### DIRECTIONS
Transcribe verbatim the span of lines that opens with the line containing "### Feature Flags ###" and closes with the last line of the data below.

Saved data entries:

- - - - - - -

PR #3210, opened 2023-04-11
Attempt to update circle config to move off python2.7-jessie

schottra:
### Description
We're seeing build failures for CircleCI steps which still leverage the `circleci/python:2.7-jessie` image. This is due to `jessie` being long deprecated and removed from distribution sites. We were only using that image to support installing the aws-cli package via pip. However, there is now an orb that we can use to install this package.

This PR updates the web workflows using the outdated image to use the orb for installation of aws-cli, and to build from the `cimg/python` image used by the other web workflows.

### Dragons
It's a new image and way of installing the SDK, so there could be dependency or configuration issues we aren't aware of.

### How Has This Been Tested?
The plan is to run through the workflows in CircleCI to verify things are working. There are no app code changes as part of this, so the deploy steps should result in identical code.

Directly monitor output of all affected CI workflows. In the event the deployment workflows are unsuccessful, we can deploy an old branch to restore them and revert the PR.

### Feature Flags ###
No feature flags

### DIFF
--- a/.circleci/config.yml
+++ b/.circleci/config.yml
@@ -29,6 +29,7 @@ parameters:
 setup: true
 
 orbs:
+  aws-cli: circleci/aws-cli@3.1.5
   continuation: circleci/continuation@0.2.0
   path-filtering: circleci/path-filtering@0.1.1
 
--- a/.circleci/src/commands/@web-commands.yml
+++ b/.circleci/src/commands/@web-commands.yml
@@ -109,11 +109,6 @@ web-distribute:
           cd packages/web
           npm run dist:<< parameters.build-type >>
 
-web-install-awscli:
-  steps:
-    - run:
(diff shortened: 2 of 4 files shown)


sliptype (approved):
Awesome! Thanks for doing this

schottra:
@dylanjeffers It probably makes sense to update CI. I was going for minimal change here to unblock other PRs. So I updated the images to match other commands/workflows in the config file which were all using the 3.7 image.
I can create a ticket to update them all together.

dylanjeffers:
> @dylanjeffers It probably makes sense to update CI. I was going for minimal change here to unblock other PRs. So I updated the images to match other commands/workflows in the config file which were all using the 3.7 image. I can create a ticket to update them all together.

sounds like a plan!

- - - - - - -

### EXERCISE RESPONSE
### Feature Flags ###
No feature flags

### DIFF
--- a/.circleci/config.yml
+++ b/.circleci/config.yml
@@ -29,6 +29,7 @@ parameters:
 setup: true
 
 orbs:
+  aws-cli: circleci/aws-cli@3.1.5
   continuation: circleci/continuation@0.2.0
   path-filtering: circleci/path-filtering@0.1.1
 
--- a/.circleci/src/commands/@web-commands.yml
+++ b/.circleci/src/commands/@web-commands.yml
@@ -109,11 +109,6 @@ web-distribute:
           cd packages/web
           npm run dist:<< parameters.build-type >>
 
-web-install-awscli:
-  steps:
-    - run:
(diff shortened: 2 of 4 files shown)


sliptype (approved):
Awesome! Thanks for doing this

schottra:
@dylanjeffers It probably makes sense to update CI. I was going for minimal change here to unblock other PRs. So I updated the images to match other commands/workflows in the config file which were all using the 3.7 image.
I can create a ticket to update them all together.

dylanjeffers:
> @dylanjeffers It probably makes sense to update CI. I was going for minimal change here to unblock other PRs. So I updated the images to match other commands/workflows in the config file which were all using the 3.7 image. I can create a ticket to update them all together.

sounds like a plan!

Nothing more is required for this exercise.